_WHAT YOU SHOULD DO_
Among the lines of the records, find all that carry the word "added" and copy them.

_PROVIDED RECORDS_

-- Opening Marker --

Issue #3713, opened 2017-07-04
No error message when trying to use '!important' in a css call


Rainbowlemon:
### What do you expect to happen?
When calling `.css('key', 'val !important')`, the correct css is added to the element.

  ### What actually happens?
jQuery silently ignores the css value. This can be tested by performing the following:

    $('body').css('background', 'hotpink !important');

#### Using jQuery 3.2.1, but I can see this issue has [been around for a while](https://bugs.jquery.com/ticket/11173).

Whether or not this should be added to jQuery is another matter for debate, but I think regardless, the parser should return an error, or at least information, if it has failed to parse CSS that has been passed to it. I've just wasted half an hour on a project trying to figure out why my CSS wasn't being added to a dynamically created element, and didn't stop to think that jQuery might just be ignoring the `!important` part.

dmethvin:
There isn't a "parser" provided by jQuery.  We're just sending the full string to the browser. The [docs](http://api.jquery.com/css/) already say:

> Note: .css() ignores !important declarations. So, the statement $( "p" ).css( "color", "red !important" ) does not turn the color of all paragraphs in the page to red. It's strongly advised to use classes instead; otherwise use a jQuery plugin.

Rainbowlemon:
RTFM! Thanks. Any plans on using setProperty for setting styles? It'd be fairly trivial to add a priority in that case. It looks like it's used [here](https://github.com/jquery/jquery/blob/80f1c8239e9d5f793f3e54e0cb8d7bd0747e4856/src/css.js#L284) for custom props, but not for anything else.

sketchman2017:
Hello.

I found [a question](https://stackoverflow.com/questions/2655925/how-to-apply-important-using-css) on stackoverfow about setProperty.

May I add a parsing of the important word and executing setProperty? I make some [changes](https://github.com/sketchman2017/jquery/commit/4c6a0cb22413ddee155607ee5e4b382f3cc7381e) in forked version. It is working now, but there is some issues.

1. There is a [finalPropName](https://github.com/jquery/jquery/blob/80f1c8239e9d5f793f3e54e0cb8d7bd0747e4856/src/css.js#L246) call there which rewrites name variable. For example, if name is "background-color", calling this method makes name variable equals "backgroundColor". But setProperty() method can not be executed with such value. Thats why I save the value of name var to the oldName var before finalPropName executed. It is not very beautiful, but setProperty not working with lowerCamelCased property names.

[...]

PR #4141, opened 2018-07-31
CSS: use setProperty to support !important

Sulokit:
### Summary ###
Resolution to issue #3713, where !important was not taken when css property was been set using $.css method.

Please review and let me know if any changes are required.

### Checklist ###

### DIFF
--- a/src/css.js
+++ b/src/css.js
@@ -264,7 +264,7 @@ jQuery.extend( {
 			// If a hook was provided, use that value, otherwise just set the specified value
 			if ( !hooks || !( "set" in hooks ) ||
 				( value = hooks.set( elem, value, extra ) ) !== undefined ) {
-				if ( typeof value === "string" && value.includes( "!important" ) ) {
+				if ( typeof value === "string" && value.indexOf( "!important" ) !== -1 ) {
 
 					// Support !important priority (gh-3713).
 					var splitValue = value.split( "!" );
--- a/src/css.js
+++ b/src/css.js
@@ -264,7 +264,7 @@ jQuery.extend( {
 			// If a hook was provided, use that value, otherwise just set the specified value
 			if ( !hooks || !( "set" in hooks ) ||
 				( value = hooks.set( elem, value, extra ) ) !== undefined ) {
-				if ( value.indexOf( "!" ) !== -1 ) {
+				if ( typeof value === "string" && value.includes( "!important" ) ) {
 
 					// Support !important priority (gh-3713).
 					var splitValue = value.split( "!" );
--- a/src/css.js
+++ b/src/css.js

-- Closing Marker --
-- Opening Marker --

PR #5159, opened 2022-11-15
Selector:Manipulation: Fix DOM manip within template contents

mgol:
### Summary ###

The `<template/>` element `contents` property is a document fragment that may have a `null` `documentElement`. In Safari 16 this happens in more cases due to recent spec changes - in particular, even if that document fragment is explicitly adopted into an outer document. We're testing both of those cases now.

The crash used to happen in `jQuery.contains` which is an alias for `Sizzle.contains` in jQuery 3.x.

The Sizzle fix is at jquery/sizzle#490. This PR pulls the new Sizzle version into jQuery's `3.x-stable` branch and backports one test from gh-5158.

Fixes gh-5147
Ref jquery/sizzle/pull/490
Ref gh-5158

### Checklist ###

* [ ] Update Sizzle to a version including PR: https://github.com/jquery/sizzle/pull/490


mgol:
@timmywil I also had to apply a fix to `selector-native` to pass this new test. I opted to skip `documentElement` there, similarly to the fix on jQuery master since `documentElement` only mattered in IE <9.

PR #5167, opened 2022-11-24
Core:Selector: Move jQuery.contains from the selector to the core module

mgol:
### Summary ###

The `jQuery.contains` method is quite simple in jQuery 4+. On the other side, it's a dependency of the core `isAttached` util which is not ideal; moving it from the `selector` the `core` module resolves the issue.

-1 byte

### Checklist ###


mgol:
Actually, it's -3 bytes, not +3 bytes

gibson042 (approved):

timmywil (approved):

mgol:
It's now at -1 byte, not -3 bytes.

-- Closing Marker --

_YOUR RESPONSE_
When calling `.css('key', 'val !important')`, the correct css is added to the element.
Whether or not this should be added to jQuery is another matter for debate, but I think regardless, the parser should return an error, or at least information, if it has failed to parse CSS that has been passed to it. I've just wasted half an hour on a project trying to figure out why my CSS wasn't being added to a dynamically created element, and didn't stop to think that jQuery might just be ignoring the `!important` part.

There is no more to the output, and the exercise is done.